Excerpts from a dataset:

PR #667, opened 2023-09-28
Changed the code around initialization of t_picket.

### LINKED ISSUE #660: add docstrings and some comments to explain what's going on to ephemeris generation bits
I think it would be good to get the docstrings in to explain what's going on in the ephemeris generation functions. I don't think it will take very long but some quick description will be helpful to us in 6 months to a year.

### LINKED ISSUE #666: get rid of hard-coded number for initial t_picket value

matthewholman:
Fixes #666
Fixes #660 
This eliminates the hard-coded initial value for t_picket and includes some comments regarding why an initial value is needed.

### DIFF
--- a/src/sorcha/ephemeris/simulation_driver.py
+++ b/src/sorcha/ephemeris/simulation_driver.py
@@ -80,6 +80,7 @@ def create_ephemeris(orbits_df, pointings_df, args, configs):
     nside = 2 ** configs["ar_healpix_order"]
     first = 1  # Try to get away from this
 
+    ephemeris_csv_filename = None
     if args.output_ephemeris_file and args.outpath:
         ephemeris_csv_filename = os.path.join(args.outpath, args.output_ephemeris_file)
 
--- a/src/sorcha/ephemeris/simulation_driver.py
+++ b/src/sorcha/ephemeris/simulation_driver.py
@@ -21,7 +21,7 @@ out_csv_path = get_data_out_filepath("ephemeris_output.csv")
 
 
 def create_ephemeris(orbits_df, pointings_df, args, configs):
-    """ Generate a set of observations given a collection of orbits
+    """Generate a set of observations given a collection of orbits
     and set of pointings.
 
     This works by calculating and regularly updating the sky-plane
@@ -30,7 +30,7 @@ def create_ephemeris(orbits_df, pointings_df, args, configs):
     A dictionary with pixel indices as keys and lists of ObjIDs for
     those objects in each HEALPix tile as values.  One of these
     calculations is called a 'picket', as one element of a long picket
-    fence.  At present, 
+    fence.  At present,
 
     Given a specific pointing, the set of HEALPix tiles that are overlapped
     by the pointing (and a buffer region) is computed.  These the precise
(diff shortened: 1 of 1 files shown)


src/sorcha/ephemeris/simulation_driver.py
```diff
@@ -21,23 +21,71 @@
...
 
-    ephemeris_csv_filename = None
-
     if args.output_ephemeris_file and args.outpath:
         ephemeris_csv_filename = os.path.join(args.outpath, args.output_ephemeris_file)
 
-    t_picket = 2460000.5
-
-    ephem, gm_sun = create_assist_ephemeris(args)
+    ephem, gm_sun, gm_total = create_assist_ephemeris(args)
```
drewoldag, line 86: I think that this line, and the change on line 88 shouldn't be included in this PR. These are accidental inclusions from the other PR that is in progress now, correct?

drewoldag, line 86:
```suggestion
    ephem, gm_sun = create_assist_ephemeris(args)
```

src/sorcha/ephemeris/simulation_driver.py
```diff
@@ -21,23 +21,71 @@
...
     furnish_spiceypy(args)
-    sim_dict = generate_simulations(ephem, gm_sun, orbits_df)
+    sim_dict = generate_simulations(ephem, gm_sun, gm_total, orbits_df)
```
drewoldag, line 88:
```suggestion
    sim_dict = generate_simulations(ephem, gm_sun, orbits_df)
```

drewoldag (approved):
This looks fine to me, but in order to get the unit tests to pass, I think that you'll need to remove the references to `gm_total`. I've added a couple of "suggested changes" so you should be able to click "add suggestion to batch" on both of them, then commit them in a single commit to get the unit tests passing.

matthewholman (commented):
Thanks!

drewoldag:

* _What you will do_: Only lines holding the string "matthewholman" are wanted; gather each one from the entries above.

* _Task response_:
matthewholman:
matthewholman (commented):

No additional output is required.